● **DESCRIPTION OF THE TASK**: Return the listing that follows, word for word.

● **SUPPLIED MATERIAL**:
PR #18164, opened 2019-12-29
Solves a Bug in Derivative

Saanidhyavats:
* core
  * Replaced Derivative with cls which was related to issue #16350

PR #22647, opened 2021-12-11
Solves issue of ignoring evaluate=False condition

### LINKED ISSUE #16350: Derivative ignores `evaluate=False` for nested derivative
Hello

There is a small issue in `Derivative` that is it is still evaluated n matter `evaluate` for nested derivative dues to these lines (1340-1343 in `cord/functions.py`:

```
        # denest
        if isinstance(expr, Derivative):
            variable_count = list(expr.variable_count) + variable_count
            expr = expr.expr
            return Derivative(expr, *variable_count, **kwargs)
```

This part is highly problematic for inheritance for two reasons:

expression is evaluated AND even if it were decided that this is necessary, the last line should be
` return self.func(expr, *variable_count, **kwargs)` so that inheritance doesn't break.

cheers

faze-geek:

Closes #16350 

Being new to the open source community ,I was looking into the easy to fix issues of sympy when I found this issue .Earlier @Saanidhyavats had fixed issue #18164 by changing the if statement and return statement .I have read and built on this code ,made changes and also added comment explaining what is being fixed by this issue so that someone else can get clarity while reading the return statement.

#### Release Notes

NO ENTRY

### DIFF
--- a/sympy/core/function.py
+++ b/sympy/core/function.py
@@ -1350,7 +1350,7 @@ class Derivative(Expr):
         if len(variable_count) == 0:
             return expr
 
-        evaluate = kwargs.get('evaluate', False)
+        evaluate = kwargs.get('evaluate', None)
 
         if evaluate:
             if isinstance(expr, Derivative):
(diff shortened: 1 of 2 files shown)


oscarbenjamin:
Looks like the printing tests here need to be updated:
https://github.com/sympy/sympy/blob/2285e0bfb65d85b4b62c79526295b4014ac37c2f/sympy/printing/tests/test_latex.py#L743-L745

Probably there should be printing tests for both collapsed and uncollapsed derivatives. A collapsed Derivative that still does not evaluate the differentiation can be made with:
```python
In [3]: Derivative(x**2, (x, 2))
Out[3]: 
  2    
 d ⎛ 2⎞
───⎝x ⎠
  2    
dx 
```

● **TASK SOLUTION**:
PR #18164, opened 2019-12-29
Solves a Bug in Derivative

Saanidhyavats:
* core
  * Replaced Derivative with cls which was related to issue #16350

PR #22647, opened 2021-12-11
Solves issue of ignoring evaluate=False condition

### LINKED ISSUE #16350: Derivative ignores `evaluate=False` for nested derivative
Hello

There is a small issue in `Derivative` that is it is still evaluated n matter `evaluate` for nested derivative dues to these lines (1340-1343 in `cord/functions.py`:

```
        # denest
        if isinstance(expr, Derivative):
            variable_count = list(expr.variable_count) + variable_count
            expr = expr.expr
            return Derivative(expr, *variable_count, **kwargs)
```

This part is highly problematic for inheritance for two reasons:

expression is evaluated AND even if it were decided that this is necessary, the last line should be
` return self.func(expr, *variable_count, **kwargs)` so that inheritance doesn't break.

cheers

faze-geek:

Closes #16350 

Being new to the open source community ,I was looking into the easy to fix issues of sympy when I found this issue .Earlier @Saanidhyavats had fixed issue #18164 by changing the if statement and return statement .I have read and built on this code ,made changes and also added comment explaining what is being fixed by this issue so that someone else can get clarity while reading the return statement.

#### Release Notes

NO ENTRY

### DIFF
--- a/sympy/core/function.py
+++ b/sympy/core/function.py
@@ -1350,7 +1350,7 @@ class Derivative(Expr):
         if len(variable_count) == 0:
             return expr
 
-        evaluate = kwargs.get('evaluate', False)
+        evaluate = kwargs.get('evaluate', None)
 
         if evaluate:
             if isinstance(expr, Derivative):
(diff shortened: 1 of 2 files shown)


oscarbenjamin:
Looks like the printing tests here need to be updated:
https://github.com/sympy/sympy/blob/2285e0bfb65d85b4b62c79526295b4014ac37c2f/sympy/printing/tests/test_latex.py#L743-L745

Probably there should be printing tests for both collapsed and uncollapsed derivatives. A collapsed Derivative that still does not evaluate the differentiation can be made with:
```python
In [3]: Derivative(x**2, (x, 2))
Out[3]: 
  2    
 d ⎛ 2⎞
───⎝x ⎠
  2    
dx 
```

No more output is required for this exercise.